Prompt
Determine how many lines in the listing below include "have", and answer with only that number.

++++ Exercise materials

PR #9821, opened 2023-02-02
feat(sessions): Add get endpoint for sessions.

valurefugl:
https://www.notion.so/Add-session-GET-paginated-endpoint-040fe3686ce343709934d73781424ebc
https://www.notion.so/Add-session-GET-query-param-to-support-nationalId-filtering-df6072880cd24a76bc44f76b1ae78c45
https://www.notion.so/Index-Session-Model-db-table-baa8463fc44d4af893bdff5d0994dd0f

## What

## Why

## Screenshots / Gifs

## Checklist:


apps/services/sessions/src/app/sessions/sessions-result.dto.ts
```diff
@@ -0,0 +1,16 @@
...
+
+import { PageInfo } from '@island.is/nest/pagination'
+
+import { Session } from './session.model'
+
+export class SessionsResultDto {
+  @ApiProperty({ required: true })
+  totalCount!: number
+
+  @ApiProperty({ type: () => [Session], required: true })
```
saevarma, line 11:
```suggestion
  @ApiProperty({ type: [Session] })
```
The type property don't need to be lazy loaded with a function, unless there is a circular dependency.

apps/services/sessions/src/app/sessions/sessions-result.dto.ts
```diff
@@ -0,0 +1,16 @@
...
+  data!: Session[]
+
+  @ApiProperty({ required: true })
```
saevarma, line 14:
```suggestion
  @ApiProperty()
```

apps/services/sessions/src/app/sessions/sessions.controller.spec.ts
```diff
@@ -1,34 +1,46 @@
 import { getQueueToken } from '@nestjs/bull'
+import { AuthDelegationType } from 'delegation'
```
saevarma, line 2: I was surprised that this worked, but saw the reason in the first `paths` definition in `tsconfig.base.json`. But I would rather suggest to use the `@island.is` import path, as this can be confused as some npm package.
```suggestion
import { AuthDelegationType } from '@island.is/shared/types'
```

apps/services/sessions/src/app/sessions/sessions.controller.spec.ts
```diff
@@ -61,16 +281,103 @@ describe('SessionsController', () => {
...
       // Assert
       expect(res.status).toEqual(403)
     })
   })
 
+  describe('with personal delegation', () => {
+    let app: TestApp
+    let server: request.SuperTest<request.Test>
+    const user = createCurrentUser({
+      scope: [ApiScope.internal, SessionsScope.sessionsWrite],
```
saevarma, line 295: Personal delegation should never have the `internal` scope. So this is probably a unnecessary test case and with the `if` statement in the service being unnecessary as well.

apps/services/sessions/src/app/sessions/sessions.controller.spec.ts
```diff
@@ -61,16 +281,103 @@ describe('SessionsController', () => {
...
+    })
+  })
+
+  describe('with company delegation', () => {
+    let app: TestApp
+    let server: request.SuperTest<request.Test>
+    let factory: FixtureFactory
+    let sessions: Session[]
+    const user = createCurrentUser({
+      scope: [ApiScope.internal, SessionsScope.sessionsWrite],
```
saevarma, line 332: Procuring holder would have the `internalProcuring` instead of the `internal`.

apps/services/sessions/src/app/sessions/sessions.controller.ts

++++++++

Your solution
2